Description of the task:
An exact copy of all the data is required.

Data for processing:
== == ==

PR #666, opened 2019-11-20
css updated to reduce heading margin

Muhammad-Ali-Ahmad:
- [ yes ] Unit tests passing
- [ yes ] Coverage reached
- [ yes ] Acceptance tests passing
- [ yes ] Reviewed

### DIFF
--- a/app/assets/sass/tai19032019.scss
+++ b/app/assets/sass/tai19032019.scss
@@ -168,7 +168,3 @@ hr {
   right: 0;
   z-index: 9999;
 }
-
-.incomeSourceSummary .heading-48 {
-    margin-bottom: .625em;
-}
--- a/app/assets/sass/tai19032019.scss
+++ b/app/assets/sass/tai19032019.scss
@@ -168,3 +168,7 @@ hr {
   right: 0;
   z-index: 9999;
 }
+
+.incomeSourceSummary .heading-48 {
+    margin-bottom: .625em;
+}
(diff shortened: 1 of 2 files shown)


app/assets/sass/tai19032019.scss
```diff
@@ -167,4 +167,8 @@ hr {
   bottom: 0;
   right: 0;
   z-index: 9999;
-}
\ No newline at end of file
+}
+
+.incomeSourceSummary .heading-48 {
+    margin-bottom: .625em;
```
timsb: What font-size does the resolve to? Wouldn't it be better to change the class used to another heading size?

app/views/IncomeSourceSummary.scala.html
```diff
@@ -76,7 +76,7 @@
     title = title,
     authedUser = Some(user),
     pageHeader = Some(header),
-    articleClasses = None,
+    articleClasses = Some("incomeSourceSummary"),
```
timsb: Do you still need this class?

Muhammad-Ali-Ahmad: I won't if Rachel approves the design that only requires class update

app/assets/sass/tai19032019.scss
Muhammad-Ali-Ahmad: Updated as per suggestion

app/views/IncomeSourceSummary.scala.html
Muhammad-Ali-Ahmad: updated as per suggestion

== == ==

Result of this exercise:
PR #666, opened 2019-11-20
css updated to reduce heading margin

Muhammad-Ali-Ahmad:
- [ yes ] Unit tests passing
- [ yes ] Coverage reached
- [ yes ] Acceptance tests passing
- [ yes ] Reviewed

### DIFF
--- a/app/assets/sass/tai19032019.scss
+++ b/app/assets/sass/tai19032019.scss
@@ -168,7 +168,3 @@ hr {
   right: 0;
   z-index: 9999;
 }
-
-.incomeSourceSummary .heading-48 {
-    margin-bottom: .625em;
-}
--- a/app/assets/sass/tai19032019.scss
+++ b/app/assets/sass/tai19032019.scss
@@ -168,3 +168,7 @@ hr {
   right: 0;
   z-index: 9999;
 }
+
+.incomeSourceSummary .heading-48 {
+    margin-bottom: .625em;
+}
(diff shortened: 1 of 2 files shown)


app/assets/sass/tai19032019.scss
```diff
@@ -167,4 +167,8 @@ hr {
   bottom: 0;
   right: 0;
   z-index: 9999;
-}
\ No newline at end of file
+}
+
+.incomeSourceSummary .heading-48 {
+    margin-bottom: .625em;
```
timsb: What font-size does the resolve to? Wouldn't it be better to change the class used to another heading size?

app/views/IncomeSourceSummary.scala.html
```diff
@@ -76,7 +76,7 @@
     title = title,
     authedUser = Some(user),
     pageHeader = Some(header),
-    articleClasses = None,
+    articleClasses = Some("incomeSourceSummary"),
```
timsb: Do you still need this class?

Muhammad-Ali-Ahmad: I won't if Rachel approves the design that only requires class update

app/assets/sass/tai19032019.scss
Muhammad-Ali-Ahmad: Updated as per suggestion

app/views/IncomeSourceSummary.scala.html
Muhammad-Ali-Ahmad: updated as per suggestion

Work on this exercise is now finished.